PR #85, opened 2015-01-08
chore(build): Updating mozlog and mysql dependencies

pdehaan:
Updating the last 2 outdated modules, as per #70 comment.


nchapman:
:+1:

————

▶ [Your objective]:
Output all of the listing exactly as written.

▶ [Exercise solution]:
PR #85, opened 2015-01-08
chore(build): Updating mozlog and mysql dependencies

pdehaan:
Updating the last 2 outdated modules, as per #70 comment.


nchapman:
:+1:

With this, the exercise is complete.